| TASK STATEMENT |
Would you output all the entries below without altering a word?

| MATERIAL TO PROCESS |
PR #1280, opened 2022-05-24
Use Footer component in docs

### LINKED ISSUE #1221: Use the footer component in Boosted
We need to use the footer component to display our footer.

hannahiss:
After an exchange with Cyriaque, we agreed to 

- Position the text to the right of the navigation links (so after these links).
- Delete the line break after the first sentence.
- Delete the list that surrounds the version number and the Netlify link.

Closes #1221

### DIFF
--- a/site/assets/scss/_footer.scss
+++ b/site/assets/scss/_footer.scss
@@ -3,17 +3,13 @@
 //
 
 .bd-footer {
-  @include font-size(.875rem);
-  position: sticky;
-  top: 100vh;
-  font-weight: 700;
+  // Boosted mod
+  .bd-footer-info {
+    border-top: var(--#{$prefix}accordion-border-color) solid var(--#{$prefix}accordion-border-width);
 
-  a {
-    color: var(--#{$prefix}link-color); // Boosted mod: use CSS var instead of $link-color
-
-    &:hover,
-    &:focus {
-      color: var(--#{$prefix}link-hover-color); // Boosted mod: use CSS var instead of $link-hover-color
+    @include media-breakpoint-up(lg) {
+      border-top: none;
     }
   }
+  // End mod
 }
--- a/site/assets/scss/_footer.scss
+++ b/site/assets/scss/_footer.scss
@@ -2,14 +2,4 @@
 // Footer
 //
 
-.bd-footer {
-  // Boosted mod
-  .bd-footer-info {
-    border-top: var(--#{$prefix}accordion-border-color) solid var(--#{$prefix}accordion-border-width);
-
-    @include media-breakpoint-up(lg) {
-      border-top: none;
-    }
-  }
-  // End mod
-}
+// Boosted mod: no .bd-footer
--- a/site/layouts/partials/footer.html
+++ b/site/layouts/partials/footer.html
@@ -19,6 +19,8 @@
                      aria-describedby="headingLinks">Docs</a></li>
               <li><a class="nav-link" href="/docs/{{ .Site.Params.docs_version }}/examples/"
                      aria-describedby="headingLinks">Examples</a></li>
+              <li><a class="nav-link" href="/docs/{{ .Site.Params.docs_version }}/guidelines/"
+                     aria-describedby="headingLinks">Design guidelines</a></li>
               <!-- Boosted mod: removed .Site.Params.themes and .Site.Params.blog -->
             </ul>
           </div>
@@ -37,8 +39,6 @@
 
               <li><a class="nav-link" href="/docs/{{ .Site.Params.docs_version }}/getting-started/"
                      aria-describedby="headingGuides">Getting started</a></li>
-              <li><a class="nav-link" href="/docs/{{ .Site.Params.docs_version }}/examples/starter-template/"
-                     aria-describedby="headingGuides">Starter template</a></li>
               <li><a class="nav-link" href="/docs/{{ .Site.Params.docs_version }}/getting-started/webpack/"
                      aria-describedby="headingGuides">Webpack</a></li>
               <li><a class="nav-link" href="/docs/{{ .Site.Params.docs_version }}/getting-started/parcel/"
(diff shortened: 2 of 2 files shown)


site/layouts/partials/footer.html
```diff
@@ -1,56 +1,113 @@
...
-          <li class="list-inline-item mt-3 mt-md-0"><a href="https://www.netlify.com">
-            <img src="https://www.netlify.com/img/global/badges/netlify-dark.svg" alt="Deploys by Netlify" width="89" height="40"/>
-          </a></li>
-        </ul>
+<footer class="footer bg-dark navbar-dark">
+  <h2 class="visually-hidden">Boosted sitemap & information</h2>
+  <div class="container-xxl footer-nav">
+    <nav class="accordion accordion-dark" id="sitemapAccordion" aria-label="Boosted sitemap footer">
+      <div class="row">
+        <div class="footer-column col-md-2 offset-md-1">
```
louismaximepiton, line 6: I think the `offset-md-1` could be removed here or moved to the last column

site/layouts/partials/footer.html
```diff
@@ -1,56 +1,113 @@
...
+              <li><a class="nav-link" href="/" aria-describedby="headingLinks">Home</a></li>
+              <li><a class="nav-link" href="/docs/{{ .Site.Params.docs_version }}/"
+                     aria-describedby="headingLinks">Docs</a></li>
+              <li><a class="nav-link" href="/docs/{{ .Site.Params.docs_version }}/examples/"
+                     aria-describedby="headingLinks">Examples</a></li>
+              <!-- Boosted mod: removed .Site.Params.themes and .Site.Params.blog -->
+            </ul>
+          </div>
+        </div>
+        <div class="footer-column col-md-2">
```
louismaximepiton, line 26: We should maybe consider using `col-md-6 col-lg-2` since some links are not on one line -> Need to change the last paragraphs management

site/layouts/partials/footer.html
```diff
@@ -1,56 +1,113 @@
...
+          <div id="collapseCommunity" class="container-xxl accordion-collapse collapse" data-bs-parent="#sitemapAccordion">
+            <ul class="navbar-nav">
+              <li><a class="nav-link" href="{{ .Site.Params.repo }}/issues" aria-describedby="headingFour2">Issues</a>
+              </li>
+              <li><a class="nav-link" href="{{ .Site.Params.repo }}/discussions" aria-describedby="headingFour2">Discussions</a>
+              </li>
+            </ul>
+          </div>
+        </div>
+        <div class="footer-column col-md-3 mb-3 pt-3 pt-md-4 px-1 px-md-0 fw-bold small">
```
louismaximepiton, line 89: These paragraphs might be under the back-to-top button in some cases, we could maybe try to handle it in a different way ? + in small viewports, missing accordion border between these paragraphs and the last accordion item. Maybe we should improve the the footer CSS to handle this kind of cases ? (not sure about that)

louismaximepiton (changes requested):
Some visual issues + one question

site/layouts/partials/footer.html
hannahiss: Like we said, this problem with back to top must be processed in another issue

hannahiss: Border has been added in small viewports

louismaximepiton (changes requested):
This solution looks good to me !

louismaximepiton (approved):
As said before, LGTM!

site/assets/scss/_footer.scss
```diff
@@ -3,17 +3,13 @@
 //
 
 .bd-footer {
-  @include font-size(.875rem);
-  position: sticky;
-  top: 100vh;
-  font-weight: 700;
+  // Boosted mod
+  .bd-footer-info {
```
julien-deramond, line 7: Not possible to use `.accordion-header` and get rid of this new class and so get rid of the `.bd-footer` here (and in the HTML) as well?

site/layouts/partials/footer.html
```diff
@@ -1,56 +1,113 @@
...
+            <span class="d-none d-md-flex">Links</span>
+          </h3>
+          <div id="collapseLinks" class="container-xxl accordion-collapse collapse" data-bs-parent="#sitemapAccordion">
+            <ul class="navbar-nav">
+              <li><a class="nav-link" href="/" aria-describedby="headingLinks">Home</a></li>
+              <li><a class="nav-link" href="/docs/{{ .Site.Params.docs_version }}/"
+                     aria-describedby="headingLinks">Docs</a></li>
+              <li><a class="nav-link" href="/docs/{{ .Site.Params.docs_version }}/examples/"
+                     aria-describedby="headingLinks">Examples</a></li>
+              <!-- Boosted mod: removed .Site.Params.themes and .Site.Params.blog -->
```
julien-deramond, line 22: We should add "Design guidelines" in this section.

site/layouts/partials/footer.html
```diff
@@ -1,56 +1,113 @@
...
+              Guides
+            </button>
+            <span class="d-none d-md-flex">Guides</span>
+          </h3>
+          <div id="collapseGuides" class="container-xxl accordion-collapse collapse" data-bs-parent="#sitemapAccordion">
+            <ul class="navbar-nav">
+
+              <li><a class="nav-link" href="/docs/{{ .Site.Params.docs_version }}/getting-started/"
+                     aria-describedby="headingGuides">Getting started</a></li>
+              <li><a class="nav-link" href="/docs/{{ .Site.Params.docs_version }}/examples/starter-template/"
```
julien-deramond, line 40: We should update /examples/starter-template or remove this link. We can remove it now and create an issue to try to reintroduce a Boosted version for this example page if necessary.

julien-deramond (changes requested):

site/assets/scss/_footer.scss
julien-deramond: Fixed via https://github.com/Orange-OpenSource/Orange-Boosted-Bootstrap/pull/1280/commits/bc8db3e877b684e034727d1b5ff0a3eaa8ba8512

| WRITTEN ANSWER |
PR #1280, opened 2022-05-24
Use Footer component in docs

### LINKED ISSUE #1221: Use the footer component in Boosted
We need to use the footer component to display our footer.

hannahiss:
After an exchange with Cyriaque, we agreed to 

- Position the text to the right of the navigation links (so after these links).
- Delete the line break after the first sentence.
- Delete the list that surrounds the version number and the Netlify link.

Closes #1221

### DIFF
--- a/site/assets/scss/_footer.scss
+++ b/site/assets/scss/_footer.scss
@@ -3,17 +3,13 @@
 //
 
 .bd-footer {
-  @include font-size(.875rem);
-  position: sticky;
-  top: 100vh;
-  font-weight: 700;
+  // Boosted mod
+  .bd-footer-info {
+    border-top: var(--#{$prefix}accordion-border-color) solid var(--#{$prefix}accordion-border-width);
 
-  a {
-    color: var(--#{$prefix}link-color); // Boosted mod: use CSS var instead of $link-color
-
-    &:hover,
-    &:focus {
-      color: var(--#{$prefix}link-hover-color); // Boosted mod: use CSS var instead of $link-hover-color
+    @include media-breakpoint-up(lg) {
+      border-top: none;
     }
   }
+  // End mod
 }
--- a/site/assets/scss/_footer.scss
+++ b/site/assets/scss/_footer.scss
@@ -2,14 +2,4 @@
 // Footer
 //
 
-.bd-footer {
-  // Boosted mod
-  .bd-footer-info {
-    border-top: var(--#{$prefix}accordion-border-color) solid var(--#{$prefix}accordion-border-width);
-
-    @include media-breakpoint-up(lg) {
-      border-top: none;
-    }
-  }
-  // End mod
-}
+// Boosted mod: no .bd-footer
--- a/site/layouts/partials/footer.html
+++ b/site/layouts/partials/footer.html
@@ -19,6 +19,8 @@
                      aria-describedby="headingLinks">Docs</a></li>
               <li><a class="nav-link" href="/docs/{{ .Site.Params.docs_version }}/examples/"
                      aria-describedby="headingLinks">Examples</a></li>
+              <li><a class="nav-link" href="/docs/{{ .Site.Params.docs_version }}/guidelines/"
+                     aria-describedby="headingLinks">Design guidelines</a></li>
               <!-- Boosted mod: removed .Site.Params.themes and .Site.Params.blog -->
             </ul>
           </div>
@@ -37,8 +39,6 @@
 
               <li><a class="nav-link" href="/docs/{{ .Site.Params.docs_version }}/getting-started/"
                      aria-describedby="headingGuides">Getting started</a></li>
-              <li><a class="nav-link" href="/docs/{{ .Site.Params.docs_version }}/examples/starter-template/"
-                     aria-describedby="headingGuides">Starter template</a></li>
               <li><a class="nav-link" href="/docs/{{ .Site.Params.docs_version }}/getting-started/webpack/"
                      aria-describedby="headingGuides">Webpack</a></li>
               <li><a class="nav-link" href="/docs/{{ .Site.Params.docs_version }}/getting-started/parcel/"
(diff shortened: 2 of 2 files shown)


site/layouts/partials/footer.html
```diff
@@ -1,56 +1,113 @@
...
-          <li class="list-inline-item mt-3 mt-md-0"><a href="https://www.netlify.com">
-            <img src="https://www.netlify.com/img/global/badges/netlify-dark.svg" alt="Deploys by Netlify" width="89" height="40"/>
-          </a></li>
-        </ul>
+<footer class="footer bg-dark navbar-dark">
+  <h2 class="visually-hidden">Boosted sitemap & information</h2>
+  <div class="container-xxl footer-nav">
+    <nav class="accordion accordion-dark" id="sitemapAccordion" aria-label="Boosted sitemap footer">
+      <div class="row">
+        <div class="footer-column col-md-2 offset-md-1">
```
louismaximepiton, line 6: I think the `offset-md-1` could be removed here or moved to the last column

site/layouts/partials/footer.html
```diff
@@ -1,56 +1,113 @@
...
+              <li><a class="nav-link" href="/" aria-describedby="headingLinks">Home</a></li>
+              <li><a class="nav-link" href="/docs/{{ .Site.Params.docs_version }}/"
+                     aria-describedby="headingLinks">Docs</a></li>
+              <li><a class="nav-link" href="/docs/{{ .Site.Params.docs_version }}/examples/"
+                     aria-describedby="headingLinks">Examples</a></li>
+              <!-- Boosted mod: removed .Site.Params.themes and .Site.Params.blog -->
+            </ul>
+          </div>
+        </div>
+        <div class="footer-column col-md-2">
```
louismaximepiton, line 26: We should maybe consider using `col-md-6 col-lg-2` since some links are not on one line -> Need to change the last paragraphs management

site/layouts/partials/footer.html
```diff
@@ -1,56 +1,113 @@
...
+          <div id="collapseCommunity" class="container-xxl accordion-collapse collapse" data-bs-parent="#sitemapAccordion">
+            <ul class="navbar-nav">
+              <li><a class="nav-link" href="{{ .Site.Params.repo }}/issues" aria-describedby="headingFour2">Issues</a>
+              </li>
+              <li><a class="nav-link" href="{{ .Site.Params.repo }}/discussions" aria-describedby="headingFour2">Discussions</a>
+              </li>
+            </ul>
+          </div>
+        </div>
+        <div class="footer-column col-md-3 mb-3 pt-3 pt-md-4 px-1 px-md-0 fw-bold small">
```
louismaximepiton, line 89: These paragraphs might be under the back-to-top button in some cases, we could maybe try to handle it in a different way ? + in small viewports, missing accordion border between these paragraphs and the last accordion item. Maybe we should improve the the footer CSS to handle this kind of cases ? (not sure about that)

louismaximepiton (changes requested):
Some visual issues + one question

site/layouts/partials/footer.html
hannahiss: Like we said, this problem with back to top must be processed in another issue

hannahiss: Border has been added in small viewports

louismaximepiton (changes requested):
This solution looks good to me !

louismaximepiton (approved):
As said before, LGTM!

site/assets/scss/_footer.scss
```diff
@@ -3,17 +3,13 @@
 //
 
 .bd-footer {
-  @include font-size(.875rem);
-  position: sticky;
-  top: 100vh;
-  font-weight: 700;
+  // Boosted mod
+  .bd-footer-info {
```
julien-deramond, line 7: Not possible to use `.accordion-header` and get rid of this new class and so get rid of the `.bd-footer` here (and in the HTML) as well?

site/layouts/partials/footer.html
```diff
@@ -1,56 +1,113 @@
...
+            <span class="d-none d-md-flex">Links</span>
+          </h3>
+          <div id="collapseLinks" class="container-xxl accordion-collapse collapse" data-bs-parent="#sitemapAccordion">
+            <ul class="navbar-nav">
+              <li><a class="nav-link" href="/" aria-describedby="headingLinks">Home</a></li>
+              <li><a class="nav-link" href="/docs/{{ .Site.Params.docs_version }}/"
+                     aria-describedby="headingLinks">Docs</a></li>
+              <li><a class="nav-link" href="/docs/{{ .Site.Params.docs_version }}/examples/"
+                     aria-describedby="headingLinks">Examples</a></li>
+              <!-- Boosted mod: removed .Site.Params.themes and .Site.Params.blog -->
```
julien-deramond, line 22: We should add "Design guidelines" in this section.

site/layouts/partials/footer.html
```diff
@@ -1,56 +1,113 @@
...
+              Guides
+            </button>
+            <span class="d-none d-md-flex">Guides</span>
+          </h3>
+          <div id="collapseGuides" class="container-xxl accordion-collapse collapse" data-bs-parent="#sitemapAccordion">
+            <ul class="navbar-nav">
+
+              <li><a class="nav-link" href="/docs/{{ .Site.Params.docs_version }}/getting-started/"
+                     aria-describedby="headingGuides">Getting started</a></li>
+              <li><a class="nav-link" href="/docs/{{ .Site.Params.docs_version }}/examples/starter-template/"
```
julien-deramond, line 40: We should update /examples/starter-template or remove this link. We can remove it now and create an issue to try to reintroduce a Boosted version for this example page if necessary.

julien-deramond (changes requested):

site/assets/scss/_footer.scss
julien-deramond: Fixed via https://github.com/Orange-OpenSource/Orange-Boosted-Bootstrap/pull/1280/commits/bc8db3e877b684e034727d1b5ff0a3eaa8ba8512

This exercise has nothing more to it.